EXERCISE OBJECTIVE: Please reproduce the entries below exactly, starting at the first line and ending with the line that holds "When there are".

DATA RECORDS:
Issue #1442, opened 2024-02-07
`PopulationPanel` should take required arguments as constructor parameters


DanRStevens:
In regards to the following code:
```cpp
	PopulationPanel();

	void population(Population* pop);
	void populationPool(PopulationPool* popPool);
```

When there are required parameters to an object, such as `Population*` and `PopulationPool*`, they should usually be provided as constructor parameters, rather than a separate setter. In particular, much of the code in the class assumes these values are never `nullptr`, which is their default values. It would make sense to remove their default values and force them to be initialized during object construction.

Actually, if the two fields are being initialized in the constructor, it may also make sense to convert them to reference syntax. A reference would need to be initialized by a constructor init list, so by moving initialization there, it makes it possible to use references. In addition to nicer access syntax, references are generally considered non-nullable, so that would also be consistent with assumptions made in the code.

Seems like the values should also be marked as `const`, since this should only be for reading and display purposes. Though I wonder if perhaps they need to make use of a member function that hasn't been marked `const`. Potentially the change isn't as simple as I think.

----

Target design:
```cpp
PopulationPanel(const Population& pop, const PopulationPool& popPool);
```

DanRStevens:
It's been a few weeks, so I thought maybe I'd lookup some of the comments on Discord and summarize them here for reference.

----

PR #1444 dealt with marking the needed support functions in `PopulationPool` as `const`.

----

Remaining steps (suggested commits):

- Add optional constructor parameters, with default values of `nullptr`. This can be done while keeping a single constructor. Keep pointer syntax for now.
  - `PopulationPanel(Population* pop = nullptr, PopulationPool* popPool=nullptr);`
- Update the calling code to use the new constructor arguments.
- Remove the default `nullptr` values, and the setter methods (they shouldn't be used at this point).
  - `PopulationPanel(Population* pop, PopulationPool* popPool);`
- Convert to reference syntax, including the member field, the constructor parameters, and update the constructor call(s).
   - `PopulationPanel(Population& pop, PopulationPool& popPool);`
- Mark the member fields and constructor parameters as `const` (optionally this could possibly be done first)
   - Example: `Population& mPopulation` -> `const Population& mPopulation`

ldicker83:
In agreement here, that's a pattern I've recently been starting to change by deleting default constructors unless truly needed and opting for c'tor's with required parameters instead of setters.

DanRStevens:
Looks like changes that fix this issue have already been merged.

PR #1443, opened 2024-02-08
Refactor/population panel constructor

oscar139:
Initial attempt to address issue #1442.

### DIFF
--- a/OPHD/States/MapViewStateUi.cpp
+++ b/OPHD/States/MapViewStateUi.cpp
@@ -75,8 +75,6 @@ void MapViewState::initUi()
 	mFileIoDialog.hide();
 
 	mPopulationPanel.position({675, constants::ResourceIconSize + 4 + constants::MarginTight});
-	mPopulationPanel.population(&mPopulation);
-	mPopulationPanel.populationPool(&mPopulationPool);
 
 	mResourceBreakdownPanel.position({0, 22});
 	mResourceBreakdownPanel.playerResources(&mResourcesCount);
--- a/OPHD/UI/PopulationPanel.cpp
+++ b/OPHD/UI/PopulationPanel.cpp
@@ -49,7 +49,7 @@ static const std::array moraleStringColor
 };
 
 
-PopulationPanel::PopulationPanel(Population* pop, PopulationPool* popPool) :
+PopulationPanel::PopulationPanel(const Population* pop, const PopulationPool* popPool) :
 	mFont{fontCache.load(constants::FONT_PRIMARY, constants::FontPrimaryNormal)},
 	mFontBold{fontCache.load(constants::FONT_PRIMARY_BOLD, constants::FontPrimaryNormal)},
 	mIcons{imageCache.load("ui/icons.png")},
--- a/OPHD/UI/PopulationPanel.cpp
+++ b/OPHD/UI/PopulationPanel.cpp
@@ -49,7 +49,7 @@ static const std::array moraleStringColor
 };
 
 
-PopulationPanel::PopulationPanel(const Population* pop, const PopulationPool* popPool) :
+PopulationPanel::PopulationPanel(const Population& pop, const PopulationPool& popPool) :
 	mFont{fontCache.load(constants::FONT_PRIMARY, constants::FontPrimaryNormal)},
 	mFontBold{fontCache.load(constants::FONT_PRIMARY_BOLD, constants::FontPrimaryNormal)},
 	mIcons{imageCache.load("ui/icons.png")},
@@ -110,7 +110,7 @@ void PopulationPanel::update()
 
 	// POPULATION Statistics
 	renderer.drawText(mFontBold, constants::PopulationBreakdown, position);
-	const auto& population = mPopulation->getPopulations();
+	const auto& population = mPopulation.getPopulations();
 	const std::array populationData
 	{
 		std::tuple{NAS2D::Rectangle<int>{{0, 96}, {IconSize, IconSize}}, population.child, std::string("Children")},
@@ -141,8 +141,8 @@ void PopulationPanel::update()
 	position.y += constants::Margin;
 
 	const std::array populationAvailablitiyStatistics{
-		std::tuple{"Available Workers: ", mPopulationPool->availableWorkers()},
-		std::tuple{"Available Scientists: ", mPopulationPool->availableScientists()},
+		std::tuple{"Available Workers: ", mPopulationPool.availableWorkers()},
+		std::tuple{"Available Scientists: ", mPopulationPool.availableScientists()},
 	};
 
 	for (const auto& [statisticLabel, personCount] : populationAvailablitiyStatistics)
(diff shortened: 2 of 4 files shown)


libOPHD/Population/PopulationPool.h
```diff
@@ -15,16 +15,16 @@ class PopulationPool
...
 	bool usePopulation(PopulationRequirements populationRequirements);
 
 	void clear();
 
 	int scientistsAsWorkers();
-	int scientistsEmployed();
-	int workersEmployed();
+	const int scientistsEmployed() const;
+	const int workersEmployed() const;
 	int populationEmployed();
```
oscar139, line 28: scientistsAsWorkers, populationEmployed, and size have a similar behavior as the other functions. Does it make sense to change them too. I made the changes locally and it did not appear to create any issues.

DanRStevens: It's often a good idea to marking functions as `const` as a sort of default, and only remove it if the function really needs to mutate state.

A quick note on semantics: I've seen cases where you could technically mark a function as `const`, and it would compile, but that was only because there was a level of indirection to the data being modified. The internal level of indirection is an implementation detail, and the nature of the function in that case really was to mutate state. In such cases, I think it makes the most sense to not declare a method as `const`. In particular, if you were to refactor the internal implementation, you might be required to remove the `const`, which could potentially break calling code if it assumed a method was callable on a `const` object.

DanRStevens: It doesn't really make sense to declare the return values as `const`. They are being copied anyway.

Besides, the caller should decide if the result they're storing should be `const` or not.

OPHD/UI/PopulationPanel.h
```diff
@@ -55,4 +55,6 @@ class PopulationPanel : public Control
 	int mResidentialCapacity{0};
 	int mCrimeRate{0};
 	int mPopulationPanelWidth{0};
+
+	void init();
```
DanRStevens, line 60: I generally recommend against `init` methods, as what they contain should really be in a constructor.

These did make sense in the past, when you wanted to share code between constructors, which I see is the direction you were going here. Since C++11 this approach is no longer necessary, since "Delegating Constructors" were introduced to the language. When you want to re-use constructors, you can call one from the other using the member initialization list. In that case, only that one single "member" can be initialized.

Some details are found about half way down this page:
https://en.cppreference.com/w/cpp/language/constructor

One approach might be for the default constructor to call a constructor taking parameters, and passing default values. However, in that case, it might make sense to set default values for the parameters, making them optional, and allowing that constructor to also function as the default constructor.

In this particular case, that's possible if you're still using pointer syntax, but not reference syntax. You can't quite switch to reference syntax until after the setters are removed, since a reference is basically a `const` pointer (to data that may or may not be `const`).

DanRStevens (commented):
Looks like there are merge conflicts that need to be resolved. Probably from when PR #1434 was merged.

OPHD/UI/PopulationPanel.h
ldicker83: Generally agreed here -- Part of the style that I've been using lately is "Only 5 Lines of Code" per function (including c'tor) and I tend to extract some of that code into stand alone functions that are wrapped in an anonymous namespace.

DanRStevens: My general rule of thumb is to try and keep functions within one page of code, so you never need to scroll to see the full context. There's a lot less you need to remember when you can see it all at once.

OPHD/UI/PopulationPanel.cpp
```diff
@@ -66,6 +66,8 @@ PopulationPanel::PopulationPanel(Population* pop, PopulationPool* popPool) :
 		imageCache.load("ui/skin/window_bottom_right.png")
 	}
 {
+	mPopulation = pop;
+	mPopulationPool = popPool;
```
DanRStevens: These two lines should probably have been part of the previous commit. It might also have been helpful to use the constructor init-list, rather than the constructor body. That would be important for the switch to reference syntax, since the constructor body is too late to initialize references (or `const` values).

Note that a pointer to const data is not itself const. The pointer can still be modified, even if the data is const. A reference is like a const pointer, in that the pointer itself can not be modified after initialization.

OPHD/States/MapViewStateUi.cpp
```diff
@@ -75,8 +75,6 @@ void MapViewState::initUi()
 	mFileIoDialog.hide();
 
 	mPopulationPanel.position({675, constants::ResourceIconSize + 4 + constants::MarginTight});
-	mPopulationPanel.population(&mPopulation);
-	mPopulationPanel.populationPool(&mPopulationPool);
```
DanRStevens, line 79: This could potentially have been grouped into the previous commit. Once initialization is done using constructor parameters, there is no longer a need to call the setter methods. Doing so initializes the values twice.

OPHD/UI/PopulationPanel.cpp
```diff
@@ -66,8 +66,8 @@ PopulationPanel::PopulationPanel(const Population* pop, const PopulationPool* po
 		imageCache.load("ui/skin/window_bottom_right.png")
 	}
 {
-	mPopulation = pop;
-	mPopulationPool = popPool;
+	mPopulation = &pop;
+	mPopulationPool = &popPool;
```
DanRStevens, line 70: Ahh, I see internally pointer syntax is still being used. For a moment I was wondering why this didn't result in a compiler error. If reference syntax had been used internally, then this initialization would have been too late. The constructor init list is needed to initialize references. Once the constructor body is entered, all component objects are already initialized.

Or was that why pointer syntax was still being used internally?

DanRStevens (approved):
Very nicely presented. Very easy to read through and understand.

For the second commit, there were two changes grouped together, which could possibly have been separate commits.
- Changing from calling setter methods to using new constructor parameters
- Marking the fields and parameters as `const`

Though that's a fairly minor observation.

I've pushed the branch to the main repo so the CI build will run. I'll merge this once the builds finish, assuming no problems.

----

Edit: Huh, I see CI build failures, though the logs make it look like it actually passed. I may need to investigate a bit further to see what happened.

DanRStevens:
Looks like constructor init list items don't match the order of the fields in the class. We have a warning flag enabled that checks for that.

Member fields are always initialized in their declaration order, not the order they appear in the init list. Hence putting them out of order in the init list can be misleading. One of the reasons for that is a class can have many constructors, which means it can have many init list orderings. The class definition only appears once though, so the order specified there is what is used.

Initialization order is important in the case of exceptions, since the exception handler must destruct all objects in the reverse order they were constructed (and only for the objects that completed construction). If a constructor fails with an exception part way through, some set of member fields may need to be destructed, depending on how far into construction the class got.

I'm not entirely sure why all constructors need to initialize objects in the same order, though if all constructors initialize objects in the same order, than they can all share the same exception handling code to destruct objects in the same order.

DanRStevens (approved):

FINAL ANSWER:
Issue #1442, opened 2024-02-07
`PopulationPanel` should take required arguments as constructor parameters


DanRStevens:
In regards to the following code:
```cpp
	PopulationPanel();

	void population(Population* pop);
	void populationPool(PopulationPool* popPool);
```

When there are required parameters to an object, such as `Population*` and `PopulationPool*`, they should usually be provided as constructor parameters, rather than a separate setter. In particular, much of the code in the class assumes these values are never `nullptr`, which is their default values. It would make sense to remove their default values and force them to be initialized during object construction.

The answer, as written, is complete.